Poi, quando in libreria ho iniziato, per curiosità, a sfogliarne le prime pagine, l’ho fatto con la spocchia di chi ha già un giudizio predefinito. Però Sbagliavo. Me ne sono reso conto subito (per fortuna!!). Coinvolgente, dal ritmo serrato,  mai banale. Riccardo Gazzaniga, l’autore,  è un Sovrintendente della Polizia. Conosce, quindi, anche le sfumature di ciò di cui scrive. E infatti l’esperienza e la padronanza del tema si trovano nelle descrizioni delle vicende dettagliate ma mai ridondanti. I personaggi, tratteggiati senza censure anche negli aspetti piu’ negativi, non sono mai ridotti a stereotipi, a “macchiette”. Il libro non va alla ricerca dei “Cattivi” ma – ed è la cosa che ho trovato pi interessante – non definisce i confini all’interno dei quali trovare i “Buoni”. L’odio tra celerini ed ultras non è spiegato, ma è lasciato percepire progressivamente al lettore attraverso i personaggi (le loro storie, i loro caratteri). Il coinvolgimento raggiunge l’apice nelle cronache che i diversi personaggi – ultras, celerini, agenti della digos – fanno dello scontro finale. Scontro dove tutto si mischia e si confonde. E solo al termine della battaglia, quando anche per il lettore si dirada il fumo dei lacrimogeni, si riesce a percepire quanto anche le emozioni piu’ intense, spesso, abbiano la forma dello scontro.

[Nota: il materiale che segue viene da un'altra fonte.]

PR #325, opened 2018-10-24
added kumaravel29's sankey-panel

petemyron:


briangann:
review is in progress, there are some changes required to make this plugin work "out of the box"

briangann:
* You'll need to update the plugin id in your src/plugin.json to match:
`"id": "kumaravel29-sankey-panel",`

* The documentation shows version 2.0.0, however the src/plugin.json says it is 1.1

* there's a typescript file `src/plugin_loader.ts` that appears to not be used

* in src/module.html, there is a spelling error `id="sankey_daigram"`, doesn't appear to be used anywhere though

I'll fork the repo and submit a PR with changes that will let it run without modifying grafana itself.

briangann:
@petemyron which datasource does this work with? I'm looking for some sample data that will work with it. A datasource + query example would be great.

I've created mock data that renders but would like to use with a real datasource.

marcusolsson:
Closing due to inactivity.

PR #327, opened 2018-10-31
Instana datasource plugin 1.2.2

schmidtl:
* fix metric querying for past time windows
* fix metric extrapolation for Singlestat and Table displaying


torkelo:
published!

PR #343, opened 2018-12-13
Update flant-statusmap-panel version to 0.0.4

diafour:
A hotfix for a bug introduced in 0.0.3 version.

- Fix display of multivalues buckets as an empty cell


daniellee:
Merged and published.

PR #346, opened 2018-12-16
Update larona-epict-panel to 1.0.1

LucasArona:
Updated plugin larona-epict-panel to 1.0.1


daniellee:
Merged and published.

PR #347, opened 2018-12-17
Update parity report panel to v1.2.0

zuburqan:
Update version to v1.2.0

Changes include:

- Ability to configure alias key under options that gets extracted from the JSON response
- Updated readme
- Updated options screenshot


daniellee:
The version in the [plugin.json](https://github.com/zuburqan/grafana-parity-report/blob/master/dist/plugin.json#L7) is incorrect - 1.0.1 instead of 1.20.

zuburqan:
Fixed. I have submitted another PR

Thanks
Z

daniellee:
Fixed by #354

PR #351, opened 2018-12-19
update discrete to 0.0.9

ryantxu:
this fixes two key bugs:
https://github.com/NatelEnergy/grafana-discrete-panel/issues/62
and
https://github.com/NatelEnergy/grafana-discrete-panel/issues/74

It also has lots of build improvements like: using webpack and releasing with release-it


daniellee:
Looks good! Merged and published.

PR #368, opened 2019-01-29
update snuids/grafana-radar-panel v1.4.2

snuids:
v1.4.2 (30/Sep/2018)
Alias option added in order to rename the serie for SQL datasources


briangann:
looks good, verified working

PR #5589, opened 2024-07-19
portalicious: revert to node v20

aberonni:
## Describe your changes

Reverting to v20 because v22 is unstable and giving us issues:

image

I also removed the package-lock and regenerated it to be on the safe side.


arsforza (approved):

elwinschmitz:
@aberonni Also, maybe an even more pressing argument for this, is that we use the `121-service`(and its dependencies) as a dependency; And that is on v20.

So to prevent any weird issues there, its better to stick to v20 and upgrade all at the same time.

PR #5606, opened 2024-07-25
portalicious: add change password

arsforza:
AB#29275

## Describe your changes


interfaces/Portalicious/src/app/pages/user-settings/user-settings.component.ts
```diff
@@ -1,12 +1,99 @@
...
+    };
+  }
+
+  changePasswordFormSubmitted = signal(false);
+
+  onChangePassword() {
+    this.changePasswordFormSubmitted.set(true);
+
+    if (this.changePasswordForm.invalid) {
+      console.log('🚀 ~ UserSettingsComponent ~ onChangePassword ~ ostiasa:');
```
elwinschmitz, line 74: `ostiasa`?

interfaces/Portalicious/src/app/pages/user-settings/user-settings.component.ts
```diff
@@ -1,12 +1,99 @@
...
+
+      if (
+        matchingControl?.errors &&
+        !matchingControl.errors.confirmedValidator
+      ) {
+        return null;
+      }
+
+      if (control?.value !== matchingControl?.value) {
+        const error = { confirmedValidator: 'Passwords do not match.' };
```
elwinschmitz, line 58:
```suggestion
        const error = {
          confirmedValidator: $lokalise`Passwords do not match.`
        };
```

Or could we let this string 'come from' the template-file?
So with an additional attribute on the password-field or something?

elwinschmitz (changes requested):

interfaces/Portalicious/src/app/pages/user-settings/user-settings.component.html
```diff
@@ -1,3 +1,131 @@
...
+                </div>
+              </ng-template>
+            </p-messages>
+          } @else {
+            <p-messages [severity]="'success'">
+              <ng-template pTemplate>
+                <i class="pi pi-exclamation-triangle"></i>
+                <div
+                  i18n
+                  class="ml-2"
```
elwinschmitz, line 120: We should not use "margin-**left**", as we want to have the interface compatible with RTL-languages..

We should use "margin-inline-**start**", so `ms-2`.

```suggestion
                  class="ms-2"
```

interfaces/Portalicious/src/app/pages/user-settings/user-settings.component.html
```diff
@@ -1,3 +1,131 @@
...
+          <p-progressSpinner
+            aria-label="Loading"
+            i18n-aria-label="@@generic-loading"
+          />
+        } @else {
+          @if (changePasswordError()) {
+            <p-messages [severity]="'error'">
+              <ng-template pTemplate>
+                <i class="pi pi-check-circle"></i>
+                <div class="ml-2">
```
elwinschmitz, line 109:
```suggestion
                <div class="ms-2">
```

interfaces/Portalicious/src/app/services/api.service.ts
```diff
@@ -39,4 +40,24 @@ export class ApiService {
...
+    password,
+    newPassword,
+  }: {
+    username: string;
+    password: string;
+    newPassword: string;
+  }) {
+    return this.httpWrapperService.perform121ServiceRequest({
+      method: 'POST',
+      endpoint: 'users/password',
```
elwinschmitz, line 55:
```suggestion
      endpoint: ApiEndpoints.usersChangePassword,
```

elwinschmitz (changes requested):
Just some small "typo's" :P

elwinschmitz (approved):

interfaces/Portalicious/src/app/app.routes.ts
```diff
@@ -42,6 +42,7 @@ export const routes: Routes = [
   },
   {
     path: AppRoutes.userSettings,
+    title: $localize`:Browser-tab-title@@page-title-user-settings:Change password`,
```
aberonni, line 45: I think this might be the only page with a title, and therefore also why it's the only page that persists the title (ie. the bug we saw this morning in the call).

interfaces/Portalicious/src/app/components/page-layout/page-layout.component.html
```diff
@@ -4,7 +4,7 @@
     @if (programId()) {
       <app-program-header [programId]="programId()!" />
     }
-    <div class="px-6 py-4 lg:px-24">
+    <div class="mx-auto max-w-screen-xl px-6 py-4">
```
aberonni, line 7: This is the change I was discussing this morning in the call (ie. the website not being full screen anymore). I will revert this in a separate PR.

interfaces/Portalicious/src/app/pages/user-settings/user-settings.component.ts
```diff
@@ -1,12 +1,182 @@
...
+  ],
   templateUrl: './user-settings.component.html',
   styles: ``,
   changeDetection: ChangeDetectionStrategy.OnPush,
 })
-export class UserSettingsComponent {}
+export class UserSettingsComponent {
+  private authService = inject(AuthService);
+
+  public changePasswordError = signal<null | string>(null);
```
aberonni, line 44: I don't think there is a need for a separate variable. I believe this gets stored in the mutation already, for example: https://github.com/global-121/121-platform/pull/5575/files#diff-0b0127c431f43bdcc94487f9bcc4a3cb61332fe0e1421c240d3e73e59a599332R64

interfaces/Portalicious/src/app/pages/user-settings/user-settings.component.ts
```diff
@@ -1,12 +1,182 @@
...
+  private currentPasswordFormControl = new FormControl('', Validators.required);
+
+  private newPasswordFormControl = new FormControl('', [
+    /* eslint-disable-next-line @typescript-eslint/unbound-method */
+    Validators.required,
+
+    Validators.minLength(8),
+  ]);
+  /* eslint-disable-next-line @typescript-eslint/unbound-method */
+  private confirmPasswordFormControl = new FormControl('', Validators.required);
```
aberonni, line 129: I am worried that it takes this much custom code to get this (relatively simple) validator working. Especially the logic around deleting properties from objects etc. I have to assume there is a simpler way to do this - perhaps on a form level rather than a field level - because I can't believe that such a common scenario requires such jumping through hoops.

interfaces/Portalicious/src/app/pages/user-settings/user-settings.component.ts
```diff
@@ -1,12 +1,182 @@
...
+      currentPassword: this.currentPasswordFormControl,
+      newPassword: this.newPasswordFormControl,
+      confirmPassword: this.confirmPasswordFormControl,
+    },
+    {
+      validators: [this.newPasswordValidator, this.confirmPasswordValidator],
+    },
+  );
+
+  changePasswordFormSubmitted = signal(false);
```
aberonni, line 142: Similar to above, I think we can get this info from the mutation without relying on an extra variable

aberonni (commented):
I'll open a PR for the css change, but maybe we can look at the other things together once I've done some digging of my own.

PR #5616, opened 2024-07-30
try to fix the flaky test

XiaoyuSun-hub:
## Describe your changes
The messages on the the message history dialog sometimes are different when open it directly after payment, so add a step to refresh the page before open message history.
 If the message still not show, open the message history again in the verification function.

### DIFF
--- a/e2e/pages/Payments/PaymentsPage.ts
+++ b/e2e/pages/Payments/PaymentsPage.ts
@@ -296,22 +296,18 @@ class PaymentsPage {
     messageNotification,
     messageContext,
     messageType,
-    locatorNumber = 0,
   }: {
     messageNotification: string;
     messageContext: string;
     messageType: string;
-    locatorNumber?: number;
   }) {
-    const paymentNotificationLocator = this.page
-      .locator(`:text("${messageContext} (${messageType})")`)
-      .nth(locatorNumber);
+    const paymentNotificationLocator = this.page.locator(
+      `:text("${messageContext} (${messageType})")`,
+    );
     const messageNotificationLocator = this.page.locator(
       `:text("${messageNotification}")`,
     );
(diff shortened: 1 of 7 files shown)


Piotrk39 (commented):
From what I see when the test runs in CI it is still flaky

e2e/pages/Payments/PaymentsPage.ts
```diff
@@ -292,5 +291,44 @@ class PaymentsPage {
...
+    messageType: string;
+    locatorNumber?: number;
+  }) {
+    const paymentNotificationLocator = this.page
+      .locator(`:text("${messageContext} (${messageType})")`)
+      .nth(locatorNumber);
+    const messageNotificationLocator = this.page.locator(
+      `:text("${messageNotification}")`,
+    );
+    // await this.page.waitForLoadState('networkidle');
```
Piotrk39, line 312: In general the corrections you have provided look good to me and the test works without flakiness. 

Good job!

Two things here only:
1. Could you remove the commented line if it is not necessary?
2. Can locator be more explicitly defined or the .nth is the only solution? If it is then there is no issue :)

Piotrk39 (changes requested):

e2e/pages/Payments/PaymentsPage.ts
XiaoyuSun-hub: 1. I have removed it
2. No, because it is also be used to verify "Activity overview" on "Registration details". Then there will be multiple items with same text and also same testid.

Piotrk39 (approved):

e2e/pages/Payments/PaymentsPage.ts
Piotrk39: Approved!

PR #5638, opened 2024-08-01
Remove "before all" & change response query for random order assertions

Piotrk39:
## Describe your changes

Now the tests will be able to run in random order. Things that has been changed:
1. Remove "Before all" and add "Before each" so the reset script can now reset before each test
2. Adapt assertions to match the newly returned response


elwinschmitz:
Would it be possible to set `randomize: true`, here:
https://github.com/global-121/121-platform/blob/main/services/121-service/jest.e2e.config.js#L17

That would really check/prove that the tests are independent now...

Piotrk39:
> @Piotrk39 Would it be possible to set `randomize: true`, here: https://github.com/global-121/121-platform/blob/main/services/121-service/jest.e2e.config.js#L17
> 
> That would really check/prove that the tests are independent now...

@elwinschmitz Let me test how this and the other tests behave.

Piotrk39:
@elwinschmitz during the fully randomised test 6 more tests have failed. I'll fix those as well.

Vladimir-Petkov (approved):

PR #5641, opened 2024-08-01
Api test duplicate operation reference AB#29524

RubenGeo:
## Describe your changes

### DIFF
--- a/services/mock-service/src/fsp-integration/intersolve-visa/intersolve-visa.mock.service.ts
+++ b/services/mock-service/src/fsp-integration/intersolve-visa/intersolve-visa.mock.service.ts
@@ -588,7 +588,7 @@ export class IntersolveVisaMockService {
   ): IntersolveVisaMockResponseDto {
     if (amount === MAGIC_FAIL_OPERATION_REFERENCE_AMOUNT) {
       return {
-        status: HttpStatus.NOT_FOUND,
+        status: HttpStatus.BAD_REQUEST,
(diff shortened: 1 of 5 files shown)


services/mock-service/src/fsp-integration/intersolve-visa/intersolve-visa.mock.service.ts
```diff
@@ -578,7 +582,29 @@ export class IntersolveVisaMockService {
...
 
-  public transfer(fromToken: string): IntersolveVisaMockResponseDto {
+  public transfer(
+    fromToken: string,
+    amount: number,
+  ): IntersolveVisaMockResponseDto {
+    if (amount === MAGIC_FAIL_OPERATION_REFERENCE_AMOUNT) {
+      return {
+        status: HttpStatus.NOT_FOUND,
+        statusText: 'Not Found',
```
PeterSmallenbroek, line 592: When I tested this, I received a 400 Bad request. Is there a specific reason we're not mirroring this behaviour?
If that's the case you can resolve this comment and merge it in.

PeterSmallenbroek (changes requested):

services/mock-service/src/fsp-integration/intersolve-visa/intersolve-visa.mock.service.ts
RubenGeo: No reason I'll change it :)

PR #5658, opened 2024-08-07
portalicious: dynamic form component

aberonni:
Hello, I did a thing and I'm still not sure if it was a good idea or not.

Basically I was about to start work on [AB#29544](https://dev.azure.com/redcrossnl/7d17f2a9-3f18-40f1-8c29-98568fbca7e4/_workitems/edit/29544) and I realised that I was gonna have to copy/paste a lot of code. That's never nice. So I reflected on how to avoid that. And came up with this.

But!

Is this the right approach?

I am not sure.

End of story. Opinions please 😄 

### DIFF
--- a/interfaces/Portalicious/src/app/components/dynamic-form/dynamic-form.component.html
+++ b/interfaces/Portalicious/src/app/components/dynamic-form/dynamic-form.component.html
@@ -1,0 +1,52 @@
+<form
+  class="block w-full"
+  [formGroup]="formGroup()"
+  (ngSubmit)="onFormSubmit()"
+>
+  <div class="flex flex-col gap-2">
+    @for (field of fields(); track field.controlName) {
+      <!-- eslint-disable-next-line @angular-eslint/template/label-has-associated-control -->
+      <label>
+        <ng-container>{{ field.label }}</ng-container>
+        @switch (field.type) {
+          @case ('password') {
+            <p-password
+              [formControlName]="field.controlName"
+              [autocomplete]="field.autocomplete"
+              [toggleMask]="true"
+              [feedback]="false"
+              pAutoFocus
+              [autofocus]="field.autoFocus"
+              styleClass="mt-2 w-full [&_input]:w-full"
+            />
+          }
+          @default {
+            <!-- eslint-disable @angular-eslint/template/no-autofocus -->
+            <input
+              pInputText
+              [type]="field.type"
+              [formControlName]="field.controlName"
+              [autocomplete]="field.autocomplete"
+              [placeholder]="field.placeholder"
+              pAutoFocus
+              [autofocus]="field.autoFocus"
+              class="mt-2 block w-full"
+            />
+          }
+        }
+      </label>
+      <app-form-error
+        [visible]="formGroup().controls[field.controlName].touched"
+        [error]="field.validationMessage?.(formGroup())"
+      />
+    }
+    <p-button
+      [label]="submitButtonText()"
+      type="submit"
+      rounded
+      class="mt-8"
+      [loading]="isSubmitting()"
+    />
+    <app-form-error [error]="formError()" />
+  </div>
+</form>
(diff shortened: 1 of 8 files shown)


interfaces/Portalicious/src/app/components/dynamic-form/dynamic-form.component.html
```diff
@@ -0,0 +1,50 @@
...
+        <ng-container>{{ field.label }}</ng-container>
+        @switch (field.type) {
+          @case ('password') {
+            <p-password
+              [formControlName]="field.controlName"
+              [autocomplete]="field.autocomplete"
+              [toggleMask]="true"
+              [feedback]="false"
+              styleClass="mt-2 w-full [&_input]:w-full"
+            />
```
arsforza, line 19: `<p-password
  [formControlName]="field.controlName"
  [autocomplete]="field.autocomplete"
  [toggleMask]="true"
  [feedback]="false"
  styleClass="mt-2 w-full [&_input]:w-full"
/>`

This could become its own component?
I am saying this because these kind of dynamic components can become monsters.
Also, let's try to have the least amount of exceptions (special fields that need an element other than the default)

interfaces/Portalicious/src/app/components/dynamic-form/dynamic-form.component.html
```diff
@@ -0,0 +1,50 @@
...
+          }
+          @default {
+            <!-- eslint-disable @angular-eslint/template/no-autofocus -->
+            <input
```
arsforza, line 23: Should we use the standard input or is it better to use PrimeNG components as much as possible?

interfaces/Portalicious/src/app/components/dynamic-form/dynamic-form.component.html
aberonni: > This could become its own component?

In this case, I don't see the advantage of doing that.

In general, my preference is to abstract only when reusability is necessary. A good example of a "rule" is the [rule of three](https://en.wikipedia.org/wiki/Abstraction_principle_(computer_programming)#:~:text=A%20rule%20of%20thumb%20governing,needs%20to%20be%20abstracted%20out.). According to this rule, we wouldn't abstract because we are only using this in one place.

But, rules can have exceptions. Let's analyze this particular example. 

I assume, with the extrapolation that you suggest, the code would become something like this:

```html
            <app-dynamic-form-password
              [formControlName]="field.controlName"
              [autocomplete]="field.autocomplete"
              styleClass="mt-2 w-full [&_input]:w-full"
            />
```

We would have a lot more code (two new files, a new class/component definition, together with re-defining input props etc.) but I don't necessarily see the advantage. 

> I am saying this because these kind of dynamic components can become monsters.

I agree that dynamic components can become monsters. But I don't think moving this code elsewhere will improve it (if anything, the opposite). I think there might be other ingredients that will make it a monster with time.

> Also, let's try to have the least amount of exceptions (special fields that need an element other than the default)

I think this is unavoidable, at least with types. I imagine that we will at least have types like radio, select, textarea, date etc. at a certain point.

If we don't want that, then maybe we shouldn't have a dynamic component. That might be the right approach, but then I'm not sure how to avoid the original duplication that this PR is addressing 😬 (and maybe that's ok, and we just need to figure something else out).

interfaces/Portalicious/src/app/components/dynamic-form/dynamic-form.component.html
aberonni: I'm not sure I understand the question 😬  What would "using the standard input" mean?

Anyways, without understanding the question, 

> is it better to use PrimeNG components as much as possible

my answer to this would be yes.

interfaces/Portalicious/src/app/components/dynamic-form/dynamic-form.component.html
aberonni: Poking around the figma files and I see something like this:

image

And it would require a lot more edge cases and options to work with that layout. I am, once again, questioning everything 😄

aberonni:
@arsforza I'm closing this because I prefer what I did in #5672 but feel free to chime in if you still have thoughts/opinions on what was discussed above (or if perhaps you actually prefer this approach)

PR #5667, opened 2024-08-07
Chore add fullname to ocw to better reflect current reality on prod

RubenGeo:
## Describe your changes


e2e/tests/121-Portal/MakeNewPayment/OCW/SendPaymentInstructionsOCW.spec.ts
```diff
@@ -46,7 +46,7 @@ test.beforeEach(async ({ page }) => {
   );
 });
 
-test('[28448] OCW: Send payment instructions', async ({ page }) => {
+test.skip('[28448] OCW: Send payment instructions', async ({ page }) => {
```
aberonni, line 49: It would be best to add a reason why we skip a test whenever we skip. Ideally also a link to a task to work on re-enabling the test.

aberonni:
@PeterSmallenbroek to get this to pass I did a couple of things:
- I rebased on main after #5700 was merged
- I dropped your changes where you removed all the `null`s from the jsons
- I dropped your change to fix the query parameter (because otherwise the snapshots were significantly different)
- I updated the snapshots

Especially on the last point I am not sure that the changes are correct so someone else would need to check them.

PeterSmallenbroek (approved):

PR #5672, opened 2024-08-08
portalicious: another approach to forms

aberonni:
This is an alternative approach to what I had tried in #5658

I prefer this approach better now that I've fleshed it out. I think it's the right balance between reducing duplication, and flexibility.

More details in the comments.

### DIFF
--- a/interfaces/Portalicious/src/app/pages/projects-overview/create-project-button/create-project-button.component.html
+++ b/interfaces/Portalicious/src/app/pages/projects-overview/create-project-button/create-project-button.component.html
@@ -1,0 +1,39 @@
+<p-button
+  label="Create new project"
+  i18n-label
+  outlined
+  icon="pi pi-plus"
+  class="text-xs sm:text-base"
+  (click)="formVisible.set(true)"
+/>
+<app-form-sidebar
+  [(visible)]="formVisible"
+  [formGroup]="formGroup"
+  [mutation]="createProjectMutation"
+>
+  <h2 i18n>Create Project</h2>
+  <app-form-field-wrapper
+    label="Kobo Asset ID"
+    i18n-label
+    [errorMessage]="formFieldErrors()('assetId')"
+  >
+    <input
+      pInputText
+      type="text"
+      formControlName="assetId"
+      autocomplete="off"
+    />
+  </app-form-field-wrapper>
+  <app-form-field-wrapper
+    label="Kobo Token"
+    i18n-label
+    [errorMessage]="formFieldErrors()('token')"
+  >
+    <p-password
+      formControlName="token"
+      autocomplete="off"
+      [toggleMask]="true"
+      [feedback]="false"
+    />
+  </app-form-field-wrapper>
+</app-form-sidebar>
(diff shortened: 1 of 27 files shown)


interfaces/Portalicious/src/app/pages/all-projects/components/create-project-button/create-project-button.component.html
aberonni, line 1: I still need to fix the design for this page, but this is the best example to illustrate the different approach (because it is a new page).

Essentially, in the other PR, we were defining a JSON with a bunch of fields and passing that to a "dynamic form builder".

Instead, here, we are defining everything in the component itself, while reusing composable components.

interfaces/Portalicious/src/app/utils/form-validation.ts
```diff
@@ -0,0 +1,16 @@
+import { FormGroup } from '@angular/forms';
+
+export function generateFieldErrors<T extends FormGroup>(
```
aberonni, line 3: I'm not sure how confusing this makes the readability of the code in the components.

I added this mainly as a wrapper because I found myself checking `formGroup.controls[controlName].touched` everywhere an error on a field was shown. This way, that check isn't necessary anymore. But maybe it would be better/simpler to just be explicit and duplicate an `if (formGroup.controls[controlName].touched)` everywhere.

aberonni:
@arsforza this isn't ready to be merged because it still needs some tweaking here and there, but it could still use a review for sure - especially on the new form components.

interfaces/Portalicious/src/app/pages/projects-overview/create-project-button/create-project-button.component.html
```diff
@@ -0,0 +1,39 @@
+<p-button
+  label="Create new project"
+  i18n-label
+  outlined
+  icon="pi pi-plus"
+  class="text-xs sm:text-base"
+  (click)="formVisible.set(true)"
+/>
+<app-form-sidebar
```
tijsziere, line 9: Can we change the order? Since the token is a password (or password like), it makes more sense to have that second. So first the AssedId and then the Token

interfaces/Portalicious/src/app/services/http-wrapper.service.ts
```diff
@@ -66,12 +78,60 @@ export class HttpWrapperService {
...
-          return of(new Error('Token expired'));
+          return of(new Error($localize`:@@error-token-expired:Token expired`));
         }
       }
 
-      return of(new Error('Not authorized'));
+      return of(new Error($localize`:@@error-not-authorized:Not authorized`));
     }
+
+    let errorMessage = get(error, 'message', undefined);
```
aberonni, line 88: I added a lot of stuff here for default error handling. I'm not sure it's relevant always but I guess we'll find out through time?

interfaces/Portalicious/src/app/utils/form-validation.ts
```diff
@@ -0,0 +1,28 @@
...
+      control: T['controls'][K],
+    ) => string | undefined;
+  },
+) {
+  return function (controlName: keyof T['controls'] & string) {
+    const control = formGroup.controls[controlName];
+    if (!control.touched) {
+      return undefined;
+    }
+    // @ts-expect-error I couldn't get TS to stop complaining but this is correct
```
aberonni, line 25: Trying to fix this.

arsforza (approved):

arsforza (approved):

Amicizia, paura, amore, coraggio.

“A viso coperto” è bello. Molto. Ed è complesso. Molto.

Qualche migliaio di morti di ritardo.

In questi giorni, articoli e servizi tv mi hanno fatto tornare indietro di qualche anno. Nelle polemiche, nei tentennamenti, nelle opposizioni all’eventuale intervento militare in Siria, sembra di rivedere una storia vecchia. Stesse parole di sostegno, stesse posizioni contrarie. Mi sono venute in mente le manifestazioni contro l’intervento Nato nella ex Jugoslavia. Non si può creare la pace con la guerra! Ubi solitudinem faciunt, pacem appellant, anche alcune parole di Tacito erano tornate d’attualità nel manifesto pacifista.

Mi è anche tornato in mente che, all’epoca, nell’area della ex Jugoslavia la presenza dei Caschi Blu dell’Onu era già costante. Non era bastato, però. Davanti a loro si compivano barbarie agghiaccianti. Davanti a loro, a Srebrenica (zona sotto la tutela delle Nazioni Unite) migliaia di musulmani bosniaci furono uccisi dalle truppe serbo-bosniache e dai paramilitari guidati da Arkan. La “Tigre” Arkan, il criminale in cui onore (pochi giorni dopo la sua morte) i tifosi della Lazio esposero uno striscione allo stadio Olimpico (si dice commissionato dall’attuale tecnico della nazionale serba Mihajlovic). Era il luglio 1995. L’Operation Deliberate Force si svolse dal 30 agosto al 20 settembre.

Mi sono venuti in mente i ministri che protestavano e manifestavano contro lo stesso governo di cui facevano parte. Era il governo D’Alema (quello che si reggeva grazie ai voti dell’UDR di Cossiga e Mastella e quindi, come dicevano i manifestanti, grazie all’Alleanza Atlantica). Era il 1999. Le fosse comuni in cui il regime di Milosevic gettava i cadaveri dei kosovari sono state scavate per anni e, ancora oggi, emergono ossa. L’Operation Allied Force si svolse dal 24 Marzo al 10 giugno 1999.

Sulla questione siriana si è già accumulato un forte ritardo, che non si conta in mesi o anni, ma in migliaia di morti. All’Onu si parla – tanto – ma non si riesce ad affrontare – seriamente – nulla. Figuriamoci risolvere. Non sono, non posso essere, sicuro che solo la posizione espressa dagli Stati Uniti, Inghilterra e Francia (anche la Francia del socialista Hollande..) sia quella “giusta”. Credo però che la comunità internazionale – Italia compresa – non debba ricadere, per paura o per strategia, negli errori di un passato molto, molto recente.

Visto l’argomento, per chi fosse interessato – e avesse coraggio, perchè ce ne vuole – consiglio un libro meraviglioso: Anche gli orsi faranno la guerra, di Paolo Alberti (Rizzoli). Le atrocità della guerra vissute da un bambino che ne diventa protagonista, come cecchino infallibile, proprio nelle milizie di Arkan. Ma per quanto sia trattato da “eroe” ne viene progressivamente trasformato e deformato.